— SUPPLIED MATERIAL —
PR #3433, opened 2019-11-05
Ixopay: Add support for currency option to refund method

jasonxp:
For refunds, the currency in the ```options``` hash was not passed to the ```refund``` method. This resulted in the default currency being used. I discovered the problem while testing with the new gateway in core. I specified USD for the currency for the purchase, but the credit (refund) defaulted to EUR, which caused a mismatch error at the gateway.

When I posted in Slack, I was under the impression that core was not passing the currency from the transaction for refunds. I was mistaken: the problem was just that we weren't propagating it to the ```add_refund``` helper in Active Merchant.

In Slack, we also spoke briefly about whether the latter part of the ```options[:currency] || currency(money)``` idiom was needed. I took a look and decided to leave that in for now, since the ```currency``` method on the gateway base class results in the default currency, and we're following that everywhere else. Some other non-Spreedly users of the gateway adapters might be passing in money objects that support the ```currency``` method, so there's potentially some value in maintaining consistency there.

### DIFF
--- a/test/unit/gateways/ixopay_test.rb
+++ b/test/unit/gateways/ixopay_test.rb
@@ -24,12 +24,10 @@ class IxopayTest < Test::Unit::TestCase
   end
 
   def test_successful_purchase
-    @gateway.expects(:ssl_post).returns(successful_purchase_response)
-
     response = stub_comms do
       @gateway.purchase(@amount, @credit_card, @options)
     end.check_request do |endpoint, data, headers|
-      assert match(/<description>.+<\/description>/, data)
+      assert_match(/<description>.+<\/description>/, data)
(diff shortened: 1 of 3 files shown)


test/unit/gateways/ixopay_test.rb
```diff
@@ -24,12 +24,10 @@ def setup
   end
 
   def test_successful_purchase
-    @gateway.expects(:ssl_post).returns(successful_purchase_response)
```
jasonxp: This is cleanup that I spotted while working on the ```refund``` fix. We don't need to stub here since stubbing is handled by ```stub_comms```.

PR #3438, opened 2019-11-11
Adyen: Adds Unstore

deedeelavinder:
This adds an `unstore` method using the `disable` action. Adyen provides
a different API for `disable` and so this also adjusts the url to
use `/Recurring`, instead of `/Payment`, when `disable` is called. It
also adds separate versioning for each, as recommended by Adyen's support team.

In addition to `merchantAccount`, there are two additional fields
required for this action: `shopperReference` and
`recurringDetailReference`.

This also pulls in `davidsantoso`'s work from #3451 which adds the `storeToken` action. 

Unit tests:
54 tests, 254 assertions, 0 failures, 0 errors, 0 pendings, 0 omissions, 0 notifications
100% passed

Remote tests:
75 tests, 248 assertions, 2 failures, 0 errors, 0 pendings, 0 omissions, 0 notifications
97.3333% passed

(These two failing tests are unrelated to the proposed changes. They
both fail on master. They are the tests ending with
`threeds1_standalone` and `threeds2_standalone`.)

### DIFF
--- a/lib/active_merchant/billing/gateways/adyen.rb
+++ b/lib/active_merchant/billing/gateways/adyen.rb
@@ -4,10 +4,10 @@ module ActiveMerchant #:nodoc:
 
       # we recommend setting up merchant-specific endpoints.
       # https://docs.adyen.com/developers/api-manual#apiendpoints
-      self.test_url = 'https://pal-test.adyen.com/pal/servlet/Payment/'
-      self.live_url = 'https://pal-live.adyen.com/pal/servlet/Payment/'
+      self.test_url = 'https://pal-test.adyen.com/pal/servlet/'
+      self.live_url = 'https://pal-live.adyen.com/pal/servlet/'
 
-      self.supported_countries = ['AT', 'AU', 'BE', 'BG', 'BR', 'CH', 'CY', 'CZ', 'DE', 'DK', 'EE', 'ES', 'FI', 'FR', 'GB', 'GI', 'GR', 'HK', 'HU', 'IE', 'IS', 'IT', 'LI', 'LT', 'LU', 'LV', 'MC', 'MT', 'MX', 'NL', 'NO', 'PL', 'PT', 'RO', 'SE', 'SG', 'SK', 'SI', 'US']
+      self.supported_countries = %w(AT AU BE BG BR CH CY CZ DE DK EE ES FI FR GB GI GR HK HU IE IS IT LI LT LU LV MC MT MX NL NO PL PT RO SE SG SK SI US)
       self.default_currency = 'USD'
       self.currencies_without_fractions = %w(CVE DJF GNF IDR JPY KMF KRW PYG RWF UGX VND VUV XAF XOF XPF)
       self.supported_cardtypes = [:visa, :master, :american_express, :diners_club, :jcb, :dankort, :maestro, :discover, :elo, :naranja, :cabal]
@@ -17,7 +17,8 @@ module ActiveMerchant #:nodoc:
       self.homepage_url = 'https://www.adyen.com/'
       self.display_name = 'Adyen'
 
-      API_VERSION = 'v40'
+      PAYMENT_API_VERSION = 'v40'
+      RECURRING_API_VERSION = 'v30'
 
       STANDARD_ERROR_CODE_MAPPING = {
         '101' => STANDARD_ERROR_CODE[:incorrect_number],
@@ -110,6 +111,17 @@ module ActiveMerchant #:nodoc:
         end
       end
 
+      def unstore(options={})
+        requires!(options, :shopper_reference, :recurring_detail_reference)
+        post = {}
+
+        add_shopper_reference(post, options)
+        add_merchant_account(post, options)
+        post[:recurringDetailReference] = options[:recurring_detail_reference]
+
+        commit('disable', post, options)
+      end
+
       def verify(credit_card, options={})
         MultiResponse.run(:use_first_response) do |r|
           r.process { authorize(0, credit_card, options) }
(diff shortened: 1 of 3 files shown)


lib/active_merchant/billing/gateways/adyen.rb
```diff
@@ -399,7 +409,12 @@ def parse(body)
...
       end
 
+      def endpoint(action)
+        action == 'disable' ? 'Recurring/' : 'Payment/'
+      end
+
       def commit(action, parameters, options)
+        url = url(action)
         begin
           raw_response = ssl_post("#{url}/#{action}", post_data(action, parameters), request_headers(options))
```
shasum: Nitpick: Since we now pass in `action` to the `url` method, could we have it return the complete URL including the specific action endpoint, such that the line here reduces to,
```ruby
raw_response = ssl_post(url(action), post_data(action, parameters), request_headers(options))
```

lib/active_merchant/billing/gateways/adyen.rb
```diff
@@ -107,6 +107,16 @@ def store(credit_card, options={})
         end
       end
 
+      def unstore(options={})
+        requires!(options, :shopper_reference)
+        post = init_post(options)
+
+        post[:shopperReference] = options[:shopper_reference]
```
shasum: Does `shopperReference` allow to disable specific payment methods or would it disable all stored PMs associated with the shopper.

lib/active_merchant/billing/gateways/adyen.rb
```diff
@@ -428,13 +443,14 @@ def cvv_result_from(response)
         CVC_MAPPING[response['additionalData']['cvcResult'][0]] if response.dig('additionalData', 'cvcResult')
       end
 
-      def url
+      def url(action)
+        url_ending = "#{endpoint(action)}#{API_VERSION}"
```
tanyajajodia: Do we need to track different API versions now, each for the `Recurring/` and the `Payment/` endpoint? 

The `Recurring/` endpoint does not seem to have a `v40` that is currently defaulted to for `API_VERSION`.  Don't know how accurate this documentation that I'm referring to is: https://docs.adyen.com/api-explorer/#/Recurring/v30/overview

lib/active_merchant/billing/gateways/adyen.rb
```diff
@@ -107,6 +107,16 @@ def store(credit_card, options={})
         end
       end
 
+      def unstore(options={})
+        requires!(options, :shopper_reference)
+        post = init_post(options)
+
+        post[:shopperReference] = options[:shopper_reference]
+        post[:merchantAccount] = options[:merchant_account] || @merchant_account
```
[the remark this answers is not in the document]
deedeelavinder: Good catch -- we don't want `init_post` here. 👍

lib/active_merchant/billing/gateways/adyen.rb
deedeelavinder: I like this -- thanks for the suggestion!

lib/active_merchant/billing/gateways/adyen.rb
deedeelavinder: It disables all stored PMs associated with the shopper.

lib/active_merchant/billing/gateways/adyen.rb
deedeelavinder: Thanks, Tanya. I had been looking at this page: https://docs.adyen.com/classic-integration/recurring-payments/disable-stored-details

I used that url in communication with Adyen support and sent them examples using `/Recurring/v40/disable`. 

I have sent another email to support asking explicitly about the url you shared and versions supported for `/Recurring`.

lib/active_merchant/billing/gateways/adyen.rb
```diff
@@ -4,13 +4,13 @@ class AdyenGateway < Gateway
...
-      self.live_url = 'https://pal-live.adyen.com/pal/servlet/Payment/'
+      self.test_url = 'https://pal-test.adyen.com/pal/servlet/'
+      self.live_url = 'https://pal-live.adyen.com/pal/servlet/'
 
-      self.supported_countries = ['AT', 'AU', 'BE', 'BG', 'BR', 'CH', 'CY', 'CZ', 'DE', 'DK', 'EE', 'ES', 'FI', 'FR', 'GB', 'GI', 'GR', 'HK', 'HU', 'IE', 'IS', 'IT', 'LI', 'LT', 'LU', 'LV', 'MC', 'MT', 'MX', 'NL', 'NO', 'PL', 'PT', 'RO', 'SE', 'SG', 'SK', 'SI', 'US']
+      self.supported_countries = %w(AT AU BE BG BR CH CY CZ DE DK EE ES FI FR GB GI GR HK HU IE IS IT LI LT LU LV MC MT MX NL NO PL PT RO SE SG SK SI US)
       self.default_currency = 'USD'
       self.currencies_without_fractions = %w(CVE DJF GNF IDR JPY KMF KRW PYG RWF UGX VND VUV XAF XOF XPF)
-      self.supported_cardtypes = [:visa, :master, :american_express, :diners_club, :jcb, :dankort, :maestro, :discover, :elo, :naranja, :cabal]
+      self.supported_cardtypes = %w(:visa :master :american_express :diners_club :jcb :dankort :maestro :discover :elo :naranja :cabal)
```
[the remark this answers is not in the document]
deedeelavinder: In keeping with the patterns of AM, this is back to its original state.

lib/active_merchant/billing/gateways/adyen.rb
tanyajajodia: Ah, okay thanks. The example curls commands they show on the page you shared also use `v25` and `v46` for `Recurring/` and `Payments/`. I wonder if `Recurring/` still accepts `v40` as testing these against their test server has worked?

deedeelavinder: @tanyajajodia I heard back from Adyen:
> V40 is working on test because there is a "back-up" making sure that it is correctly sent to the proper version. I would therefore advice you to use v30 to be able to enjoy all our updates and features improvement on LIVE.

I will update the url-creation to account for this. Great catch!!

lib/active_merchant/billing/gateways/adyen.rb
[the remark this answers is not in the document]
kheang: Not a big deal to me, but I'm wondering if we should have methods for `add_shopper_reference` and `add_merchant_account` since we are setting those here, in `init_post`, and in `add_extra_data`.

lib/active_merchant/billing/gateways/adyen.rb
deedeelavinder: This is now updated to include the `recurringDetailReference` as it has been determined that it does indeed map, one-to-one, to a payment method.

deedeelavinder:
This code was merged with #3451 and deployed in commit f35cce634f9874aa29c709824c97b83e94ae94cb.

PR #3448, opened 2019-11-15
Adyen: Add gateway specific field for splits

leila-alderman:
Added the `splits` gateway specific field to the Adyen gateway.

For more details, see the Adyen documentation:
[Adyen API Reference](https://docs.adyen.com/api-explorer/#/PaymentSetupAndVerificationService/v50/payments__reqParam_splits)
[Adyen MarketPlace information about splits](https://docs.adyen.com/marketpay/processing-payments#providing-split-information)

CE-220

Unit:
51 tests, 243 assertions, 0 failures, 0 errors, 0 pendings, 0 omissions,
0 notifications
100% passed

Remote:
73 tests, 234 assertions, 2 failures, 0 errors, 0 pendings, 0 omissions,
0 notifications
97.2603% passed

The two failing remote tests are
 - `test_successful_purchase_with_auth_data_via_threeds1_standalone`
 - `test_successful_purchase_with_auth_data_via_threeds2_standalone`
These have been failing for a while and are unrelated.

### DIFF
--- a/CHANGELOG
+++ b/CHANGELOG
@@ -7,6 +7,7 @@
 * CyberSource: Send MDD on capture [leila-alderman] #3453
 * Ixopay: Include extra_data gateway specific field [therufs] #3450
 * CyberSource: Fix XML error on capture [leila-alderman] #3454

— EXERCISE DETAILS —
Taking the records from the top, repeat each line exactly until you have repeated the line that contains "For refunds, the".

— ANSWER BELOW —
PR #3433, opened 2019-11-05
Ixopay: Add support for currency option to refund method

jasonxp:
For refunds, the currency in the ```options``` hash was not passed to the ```refund``` method. This resulted in the default currency being used. I discovered the problem while testing with the new gateway in core. I specified USD for the currency for the purchase, but the credit (refund) defaulted to EUR, which caused a mismatch error at the gateway.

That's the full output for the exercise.